- Instructions for the task -
Among the lines below, list those containing the string "Artifactory".

START Data below

PR #6653, opened 2019-06-12
Add Artifactory as BuilderAPIProvider

chefsalim:
This PR adds in a new Artifactory provider for the Builder API.  This allows the use of Artifactory directly as a Depot, albeit with certain limitations:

END Data below

- Task result -
Add Artifactory as BuilderAPIProvider
This PR adds in a new Artifactory provider for the Builder API.  This allows the use of Artifactory directly as a Depot, albeit with certain limitations:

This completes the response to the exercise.